| Problem details |
Only certain lines below are wanted: those starting at the line containing "IPP feedback survey bug fix" and ending at the line containing "### Please make", both included, each retyped exactly.

| Records supplied |
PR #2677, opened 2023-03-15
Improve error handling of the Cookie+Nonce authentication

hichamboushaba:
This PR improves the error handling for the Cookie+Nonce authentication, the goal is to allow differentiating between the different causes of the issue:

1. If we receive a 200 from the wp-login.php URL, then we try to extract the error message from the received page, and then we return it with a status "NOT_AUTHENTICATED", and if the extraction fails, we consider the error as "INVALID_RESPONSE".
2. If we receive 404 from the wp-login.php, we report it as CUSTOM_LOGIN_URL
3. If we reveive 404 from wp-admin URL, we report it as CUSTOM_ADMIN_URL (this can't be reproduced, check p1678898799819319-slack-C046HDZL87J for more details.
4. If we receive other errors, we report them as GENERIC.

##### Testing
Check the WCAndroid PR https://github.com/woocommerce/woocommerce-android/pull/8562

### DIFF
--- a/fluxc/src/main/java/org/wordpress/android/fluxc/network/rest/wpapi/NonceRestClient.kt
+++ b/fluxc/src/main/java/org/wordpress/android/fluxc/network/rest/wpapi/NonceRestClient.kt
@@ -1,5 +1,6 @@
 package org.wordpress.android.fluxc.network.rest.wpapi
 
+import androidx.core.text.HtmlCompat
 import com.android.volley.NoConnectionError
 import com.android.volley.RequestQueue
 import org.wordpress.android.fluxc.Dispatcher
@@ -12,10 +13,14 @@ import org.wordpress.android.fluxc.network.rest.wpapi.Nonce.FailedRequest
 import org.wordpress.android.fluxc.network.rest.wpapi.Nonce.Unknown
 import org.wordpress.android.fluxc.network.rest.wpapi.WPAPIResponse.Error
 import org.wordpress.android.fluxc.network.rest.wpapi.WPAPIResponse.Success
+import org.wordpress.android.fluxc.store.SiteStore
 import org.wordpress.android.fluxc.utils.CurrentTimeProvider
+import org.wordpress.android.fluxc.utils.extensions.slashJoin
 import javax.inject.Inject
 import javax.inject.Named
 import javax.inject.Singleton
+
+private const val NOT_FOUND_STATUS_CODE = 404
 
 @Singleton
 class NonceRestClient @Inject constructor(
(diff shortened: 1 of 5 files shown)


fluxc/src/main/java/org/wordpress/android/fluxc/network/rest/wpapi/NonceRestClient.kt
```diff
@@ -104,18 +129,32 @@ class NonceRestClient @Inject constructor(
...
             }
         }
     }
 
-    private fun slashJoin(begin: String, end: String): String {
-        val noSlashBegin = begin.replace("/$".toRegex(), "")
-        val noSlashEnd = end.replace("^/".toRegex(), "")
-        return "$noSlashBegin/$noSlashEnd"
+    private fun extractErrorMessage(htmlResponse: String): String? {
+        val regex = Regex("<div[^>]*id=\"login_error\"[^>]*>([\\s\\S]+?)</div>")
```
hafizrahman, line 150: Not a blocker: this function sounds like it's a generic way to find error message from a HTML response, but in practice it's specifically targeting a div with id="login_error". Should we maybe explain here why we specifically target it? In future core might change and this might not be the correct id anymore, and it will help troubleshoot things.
* * *
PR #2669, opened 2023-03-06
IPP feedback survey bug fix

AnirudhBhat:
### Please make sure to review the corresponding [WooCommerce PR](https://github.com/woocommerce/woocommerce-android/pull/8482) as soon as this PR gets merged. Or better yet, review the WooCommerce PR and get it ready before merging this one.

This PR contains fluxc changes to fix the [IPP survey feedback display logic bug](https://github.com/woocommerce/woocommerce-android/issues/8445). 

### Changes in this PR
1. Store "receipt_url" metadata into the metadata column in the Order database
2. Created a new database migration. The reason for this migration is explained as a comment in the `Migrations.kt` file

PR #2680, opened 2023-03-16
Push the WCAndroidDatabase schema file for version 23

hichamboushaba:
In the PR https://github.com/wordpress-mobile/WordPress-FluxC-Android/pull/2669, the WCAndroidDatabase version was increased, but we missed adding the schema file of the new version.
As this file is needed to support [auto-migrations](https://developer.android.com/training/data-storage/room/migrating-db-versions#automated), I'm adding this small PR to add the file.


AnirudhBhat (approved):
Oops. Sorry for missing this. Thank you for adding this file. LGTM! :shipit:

| Answer box |
IPP feedback survey bug fix

AnirudhBhat:
### Please make sure to review the corresponding [WooCommerce PR](https://github.com/woocommerce/woocommerce-android/pull/8482) as soon as this PR gets merged. Or better yet, review the WooCommerce PR and get it ready before merging this one.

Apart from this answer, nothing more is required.